Стихи потом удалось восстановить по памяти. Этим отличаются стихи – их помнит сам автор и его друзья. Вспомнили почти всё. Знакомые "дарили" ей ее собственные стихи. Я подарила ей "De profundis" и еще кое-что – четверостишья, часть "Китежанки"…67 Но драму восстановить не удалось – она в свое время не позволила ее запоминать, а с голоса это было почти невозможно. Она погибла.

В шестидесятых годах А.А. вздумала восстановить свою драму. Она расспрашивала всех, кому она ее раньше читала, не помнят ли чего, но люди поразительно поверхностные читатели, а со слуха вообще ничего не запоминают.
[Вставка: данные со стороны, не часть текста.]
PR #745, opened 2023-06-05
Opt-out validation for C++ accessor types and dimension

RAMitchell:
Check the type and dimension of C++ accessors. Adds a template parameter to optionally disable checking.

In case the type is not primative, check the size of the type.

It would be nice to also do this for reduce accessors, but reduce operators have a LHS and RHS type and I'm not sure if its correct to test one of these types.


RAMitchell:
I would have liked to write some tests for this, but not sure how in the current organisation of tests.

jjwilke (changes requested):
I like the change. Thanks for putting this together.

I think this changes the existing behavior in a way we wouldn't want? Double check me?

RAMitchell:
It's intended to change behavior to increase type safety. If a type mismatch occurs it seems much more likely to me to be a programmer mistake than intended, hence the opt in instead of opt out behavior.

jjwilke (approved):
I guess the check should be cheap and only done once per task. I'm fine with the change in existing behavior.

src/core/data/store.h
```diff
@@ -373,37 +377,42 @@ class Store {
...
    * @return A read-only accessor to the store
    */
-  template <typename T, int32_t DIM>
+  template <typename T, int32_t DIM, bool VALIDATE_TYPE = true>
   AccessorRO<T, DIM> read_accessor(const Rect<DIM>& bounds) const;
   /**
-   * @brief Returns a write-only accessor to the store for the entire domain
+   * @brief Returns a write-only accessor to the store for the entire domain. Validates type and
+   dimension by default, disable with VALIDATE_TYPE = false.
+
```
manopapad, line 394:
```suggestion
   *
```

missing asterisk

manopapad, line 394:
```suggestion
   * dimension by default, disable with VALIDATE_TYPE = false.
   *
```

missing asterisks

src/core/data/store.h
```diff
@@ -373,37 +377,42 @@ class Store {
...
    * @return A write-only accessor to the store
    */
-  template <typename T, int32_t DIM>
+  template <typename T, int32_t DIM, bool VALIDATE_TYPE = true>
   AccessorWO<T, DIM> write_accessor(const Rect<DIM>& bounds) const;
   /**
-   * @brief Returns a read-write accessor to the store for the entire domain
+   * @brief Returns a read-write accessor to the store for the entire domain. Validates type and
+   dimension by default, disable with VALIDATE_TYPE = false.
+
```
manopapad, line 407: same as above, missing asterisks

src/core/data/store.inl
```diff
@@ -269,12 +269,40 @@ void UnboundRegionField::bind_data(Buffer<T, DIM>& buffer, const Point<DIM>& ext
...
+      this->type().to_string().c_str());
+    LEGATE_ABORT;
+  }
+
+  // Test size matches for other types
+  if (sizeof(T) != this->type().size()) {
+    log_legate.error(
+      "Type size mismatch: store type %s has size %d, requested type has size %d. Disable type "
+      "checking via "
+      "accessor template parameter if this is intended.",
```
manopapad, line 291: I think these two strings can be combined

manopapad (approved):

RAMitchell:
Can this be merged?

src/core/data/store.inl
```diff
@@ -333,12 +363,13 @@ AccessorRD<OP, EXCLUSIVE, DIM> Store::reduce_accessor() const
...
 }
 
-template <typename T, int DIM>
+template <typename T, int DIM, bool VALIDATE_TYPE>
 AccessorRO<T, DIM> Store::read_accessor(const Rect<DIM>& bounds) const
 {
-#ifdef DEBUG_LEGATE
-  check_accessor_dimension(DIM);
-#endif
+  if constexpr (VALIDATE_TYPE) {
```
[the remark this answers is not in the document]
magnatelee: I guess it wouldn't be too bad to turn it on by default even in release mode, as it'd only introduce a couple of checks

src/core/data/store.inl
```diff
@@ -269,12 +269,39 @@ void UnboundRegionField::bind_data(Buffer<T, DIM>& buffer, const Point<DIM>& ext
...
+  // Test size matches for other types
+  if (sizeof(T) != this->type().size()) {
+    log_legate.error(
+      "Type size mismatch: store type %s has size %d, requested type has size %d. Disable type "
+      "checking via accessor template parameter if this is intended.",
+      this->type().to_string().c_str(),
+      this->type().size(),
+      sizeof(T));
+    LEGATE_ABORT;
+  }
```
magnatelee, line 295:
```suggestion
  auto in_type = legate_type_code_of<T>;
  if (in_type == this->code()) return;
  // Test exact match for primitive types
  if (in_type != Type::Code::INVALID) {
    log_legate.error(
      "Type mismatch: %s accessor to a %s store. Disable type checking via "
      "accessor template parameter if this is intended.",
      typeid(T).name(),
      this->type().to_string().c_str());
    LEGATE_ABORT;
  }

  // Test size matches for other types
  if (sizeof(T) != this->type().size()) {
    log_legate.error(
      "Type size mismatch: store type %s has size %d, requested type has size %d. Disable type "
      "checking via accessor template parameter if this is intended.",
      this->type().to_string().c_str(),
      this->type().size(),
      sizeof(T));
    LEGATE_ABORT;
  }
```

magnatelee: suggested a minor tweak to optimize the common case.

src/core/data/store.inl
```diff
@@ -269,12 +269,39 @@ void UnboundRegionField::bind_data(Buffer<T, DIM>& buffer, const Point<DIM>& ext
...
+template <typename T>
+void Store::check_accessor_type() const
+{
+  auto in_type = legate_type_code_of<T>;
+  // Test exact match for primitive types
+  if (in_type != this->code() && in_type != Type::Code::INVALID) {
+    log_legate.error(
+      "Type mismatch: %s accessor to a %s store. Disable type checking via "
+      "accessor template parameter if this is intended.",
+      typeid(T).name(),
```
magnatelee, line 281: @RAMitchell have you actually tried to exercise this branch? I'd make sure `typeid` prints out the right type name. (I believe it should, but I also vaguely remember `typeid(T).name()` returned a weird string when `T` was one of the types defined in stdint.h.)

RAMitchell: I've been using this branch for a couple weeks successfully. The name is implementation defined, you get something like 'f' for float on gcc. Let me see if I can convert it to a legate type then print it for consistency.

RAMitchell:
Test failures appear unrelated as no python code was changed.

magnatelee:
@RAMitchell can you rebase this on the latest branch-23.07? I know your changes have nothing to do with those failures, but I want to make sure everything is green after the merge.

magnatelee:
@RAMitchell looks like all tests are now passing, so feel free to merge this PR. (I believe you're now a member of the group, so you should have permission.)

PR #959, opened 2023-09-14
EL-1164: Use new partial to ensure link_errors always set

patrick-laa:
[Jira ticket](https://dsdmoj.atlassian.net/browse/EL-164)

## What changed and why

- Add a new partial that handles setting up radio buttons within a govuk_radio_button_fieldset, including a `link_errors`
- Ensure that this partial gets used in all cases where radio buttons are created
- (There's one exception, the old "employment" form, but that's never used and is being deleted as part of EL-823, so I thought no point changing that view here.

## Checklist


app/views/question_flow/applicant.html.slim
```diff
@@ -26,14 +26,10 @@
...
 
-    = form.govuk_radio_buttons_fieldset(:partner,
-            legend: { text: t(".partner.legend") },
-            hint: -> { content_for(:partner_hint) })
-      = form.govuk_radio_button :partner,
-              true,
-              label: { text: t("generic.yes_choice") },
-              link_errors: true
-      = form.govuk_radio_button :partner, false, label: { text: t("generic.no_choice") }
+    = form.govuk_collection_radio_buttons(:partner,
```
MazOneTwoOne, line 29: question - so are we using the `govuk_collection_radio_buttons` class/element, rather than the partial added to `govuk_radio_buttons_fieldset`, because these options are just a generic "Yes/No" (and we have nice helper methods)?? 

I'm guessing that if the radio button options are used more than once we'd want to stick them here: **app/helpers/forms_helper.rb** and use `govuk_collection_radio_buttons`. Otherwise, we'd use `govuk_radio_buttons_fieldset` with the `shared/radio_button_set` partial. I'm sure it depends on the scenario.

app/views/question_flow/forms/_employment_status.html.slim
```diff
@@ -1,17 +1,23 @@
 - partner ||= false
 = form_for(@form, url: request.path, method: :put) do |form|
-  = render "shared/heading",
-            header_text: t("question_flow.#{i18n_key}.heading"),
-            tag: (:partner if partner)
+  = render "shared/heading", tag: (:partner if partner)
```
MazOneTwoOne, line 3: ok - this is just us tidying up how we populate the headings (nothing to do with radio buttons).

app/views/question_flow/forms/_employment_status.html.slim
```diff
@@ -1,17 +1,23 @@
...
-  = form.govuk_radio_buttons_fieldset :employment_status, legend: nil
-    = form.govuk_radio_button :employment_status, EmploymentStatusForm::EMPLOYMENT_STATUSES[:in_work],
-            label: { text: t("question_flow.#{i18n_key}.in_work_including_self_employed") },
-            hint: { text: t("question_flow.#{i18n_key}.in_work_including_self_employed_description_#{@check.level_of_help}") }
-    = form.govuk_radio_button :employment_status, EmploymentStatusForm::EMPLOYMENT_STATUSES[:unemployed],
-            label: { text: t("question_flow.#{i18n_key}.unemployed") },
-            hint: { text: t("question_flow.#{i18n_key}.unemployed_description") }
+  = form.govuk_radio_buttons_fieldset :employment_status,
+                                      legend: { text: t("question_flow.#{i18n_key}.heading"), size: "xl", tag: "h1" }
+    ruby:
```
MazOneTwoOne, line 9: question - in the instances where we use ruby, it's either because:

- we want, the responses (i.e `@check.level_of_help`) known about by another page in the flow, not exclusively for the end result page?
- it's fiddly to get the labels from the translations/hashes of where they currently are?

MazOneTwoOne (approved):
Approved (with a bunch of questions just for my benefit).

app/views/shared/_radio_button_set.html.slim
```diff
@@ -0,0 +1,17 @@
+/ Use this whenever we need to add radio buttons to a govuk_radio_buttons_fieldset
+/ The reason is that this handles the easily-forgettable "link_errors" param.
+
+/ Required values:
+/ form - a form object yielded by a `form_for` or `form_with` call
+/ field_name - the name of the field shared by all radio buttons
+/ buttons - an array of objects. Each object is either a hash,  with `value` and `options` keys,
+/           or it's the symbol `:divider`
+
+/ Optionally a block can be provided, which will be the conditional reveal if the first item is selected
```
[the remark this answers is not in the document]
patrick-laa: Yes, although from EL-1171 I think we've learned that "block_given?" doesn't behave the way I think it behaves, so I can probably remove it from line 17 as I think it always returns `true`. I'll check and ditch it if so.

app/views/question_flow/forms/_employment_status.html.slim
patrick-laa: Yes, this is standardising - normally for 1-question pages we set the header as the legend of the form element, but we hadn't done that here.

app/views/question_flow/forms/_employment_status.html.slim
patrick-laa: So not exactly. In these slim files, you can write a line of ruby code either by starting the line with `-` (or `=`) or by indenting it under a `ruby:` statement. The linter suggests that if you have _multiple_ lines of ruby code you need to write, it's best to put them under `ruby:`, and that also makes it easy to write multi-line ruby statements, because slim sometimes gets confused about interpreting line breaks.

Самой А.А. казалось, что она помнит свой "Пролог", и вскоре она начала записывать куски. А к этому времени сама-то она была уже не та: к ней уже успели вернуться все ее юношеские особенности. Прежде всего исчезли резкость ума и беспощадность суждений. Если в разговорах они еще мелькали, то из стихов почти совсем выветрились (разве что в "Родной земле" было еще что-то от зрелой Ахматовой). Последний период Ахматовой – это углубленное переживание встреч, невстреч, ощущений и чувств. Заостренная социальная формулировка сороковых годов исчезает. Это уже не бесслезная женщина, а новая, вполне способная лить слезы, иногда даже по пустякам.